How many grams of oxygen gas will be produced if 289 g of NaClO3 is decomposed to sodium chloride and oxygen gas? (the fourth letter in this formula is not capital i, but a lower case l)
2NaClO3 ==> 2NaCl + 3O2
This is a simple stoichiometry problem. I went over this in detail for Veronica. Here is a link to that question. Post your work if you get stuck.
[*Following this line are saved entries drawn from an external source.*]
PR #1602, opened 2020-08-19
Add GPG signature verification

sinus-x:
Add support for PGP signature verification to HTTP collector.

Requires [`python-gnupg`](https://pypi.org/project/python-gnupg/). Public keys have to be added manually to the `intelmq` user's keyring.

New parameters:
- `verify_pgp_signatures`: Whether to download and verify signatures
- `signature_url`: HTTP location of signature file
- `signature_url_formatting`: formatting option for signature URL; behaves exactly like `http_url_formatting`
- `pgp_keyring`: path to keyring, defaults to `None`, in which case the default path to GPG keyring is used

Tested with (and usable by) Turris Greylist feed.

_Edit 2020-09-03: Adapted to match requested changes._


.travis.yml
```diff
@@ -27,11 +27,11 @@ install:
   - set -e
   - if [[ -v requirements ]]; then sudo apt-get install polipo lighttpd; fi
   - if [[ $mode == debian ]]; then sudo apt-get install dpkg-dev dh-python python-setuptools python3-setuptools python3-all debhelper quilt fakeroot dh-systemd safe-rm; pip3 install requests; pip3 install redis; pip3 install dnspython; pip3 install psutil; pip3 install python-dateutil; pip3 install termstyle; pip3 install pytz; pip3 install typing; fi
-  - if [[ $requirements == true ]]; then for file in intelmq/bots/*/*/REQUIREMENTS.txt; do pip install -r $file; done; fi
-  - if [[ -v requirements ]]; then pip install Cerberus!=1.3 codecov pyyaml requests_mock; fi
-  - if [[ $mode == codestyle ]]; then pip install pycodestyle; fi
+  - if [[ $requirements == true ]]; then for file in intelmq/bots/*/*/REQUIREMENTS.txt; do pip3 install -r $file; done; fi
```
wagner-certat, line 30: Travis only installs python3 there, so `pip` is not ambiguous. Once Python 4 is released, that will break again. Therefore I see no advantage in changing it.

docs/Bots.md
```diff
@@ -258,6 +258,9 @@ The `tornado` library is required.
 * `http_url`: location of information resource (e.g. https://feodotracker.abuse.ch/blocklist/?download=domainblocklist)
 * `http_url_formatting`: (`bool|JSON`, default: `false`) If `true`, `{time[format]}` will be replaced by the current time in local timezone formatted by the given format. E.g. if the URL is `http://localhost/{time[%Y]}`, then the resulting URL is `http://localhost/2019` for the year 2019. (Python's [Format Specification Mini-Language](https://docs.python.org/3/library/string.html#formatspec) is used for this.)
 You may use a `JSON` specifying [time-delta](https://docs.python.org/3/library/datetime.html#datetime.timedelta) parameters to shift the current time accordingly. For example use `{"days": -1}` for the yesterday's date; the URL `http://localhost/{time[%Y-%m-%d]}` will get translated to "http://localhost/2018-12-31" for the 1st Jan of 2019.
+* `verify_gpg_signatures`: `bool`, defaults to `false`. If `true`, signature file is downloaded and report file is checked. On error (missing signature, mismatch, ...), the error is logged and the report is not processed. Public key has to be imported in local keyring.
```
wagner-certat, line 261: Please add that the python library python-gnupg is also needed.

intelmq/bots/BOTS
```diff
@@ -107,7 +107,10 @@
                 "name": "__FEED__",
                 "provider": "__PROVIDER__",
                 "rate_limit": 3600,
-                "ssl_client_certificate": null
+                "ssl_client_certificate": null,
+                "verify_gpg_signatures": false,
```
wagner-certat, line 111: This might be nitpicking, but the format is called PGP, not GPG (which is an implementation). Also applies to `gpg_signature_suffix`

intelmq/bots/collectors/http/collector_http.py
```diff
@@ -75,6 +86,30 @@ def process(self):
 
         self.logger.info("Report downloaded.")
 
+        # GPG verification
+        use_gpg = getattr(self.parameters, 'verify_gpg_signatures', False)
+        if use_gpg:
+            if gnupg is None:
+                raise MissingDependencyError("gnupg")
+
+            result = self.verify_signature(data=resp._content)
```
wagner-certat, line 95: Why do you use `resp._content` and not the public method `resp.content`?

intelmq/bots/collectors/http/collector_http.py
```diff
@@ -100,5 +135,39 @@ def process(self):
...
+    def verify_signature(self, data: bytes):
+        """
+        Download signature file and verify the report data.
+        """
+
+        # get GPG parameters
+        suffix = getattr(self.parameters, "gpg_signature_suffix", ".asc")
+        keyring = getattr(self.parameters, "gpg_keyring", None)
+
+        http_url = self.parameters.http_url + suffix
```
wagner-certat, line 147: That won't work for URL formatting, better provide the actually used URL also as parameter to this method

wagner-certat (changes requested):
Very cool, Thank you very much for your efforts!

Do you know of any feed where we can use this functionality?

sinus-x:
I've updated the code as requested:
- Signature URL is defined in the same way as the main payload URL
- String `PGP` is used instead of `GPG`

All new builds is failing on misconfigured Shadowserver (`ValueError: Could not get a config for 'scan_caida'`), all local tests for this collector are passing.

https://www.jiskha.com/questions/1815058/i-cant-get-this-if-4-00-g-of-h2-are-made-to-react-with-excess-co-g-how-many-grams-of
To determine the number of grams of oxygen gas produced, we need to know the balanced chemical equation for the decomposition of sodium chlorate (NaClO₃) to sodium chloride (NaCl) and oxygen gas (O₂).
The balanced equation is:
2 NaClO₃ → 2 NaCl + 3 O₂
From the balanced equation, we can see that 2 moles of NaClO₃ decompose to produce 3 moles of O₂.
Now, we need to calculate the number of moles of NaClO₃ present in 289 g. To do this, we'll use the molar mass of NaClO₃.
Molar mass of NaClO₃:
Na: 22.99 g/mol
Cl: 35.45 g/mol
O: 16.00 g/mol
Molar mass of NaClO₃ = 22.99 g/mol + 35.45 g/mol + 3(16.00 g/mol) = 122.44 g/mol
Now, we'll calculate the number of moles of NaClO₃:
Moles of NaClO₃ = Mass of NaClO₃ / Molar mass of NaClO₃
= 289 g / 122.44 g/mol
≈ 2.36 mol
Since the molar ratio between NaClO₃ and O₂ is 2:3, we can calculate the moles of O₂ produced:
Moles of O₂ = (3/2) * Moles of NaClO₃
= (3/2) * 2.36 mol
≈ 3.54 mol
Finally, we'll convert the moles of O₂ to grams:
Grams of O₂ = Moles of O₂ * Molar mass of O₂
= 3.54 mol * 32.00 g/mol (molar mass of O₂)
≈ 113.3 g
Therefore, approximately 113.3 grams of oxygen gas will be produced when 289 grams of NaClO₃ is decomposed.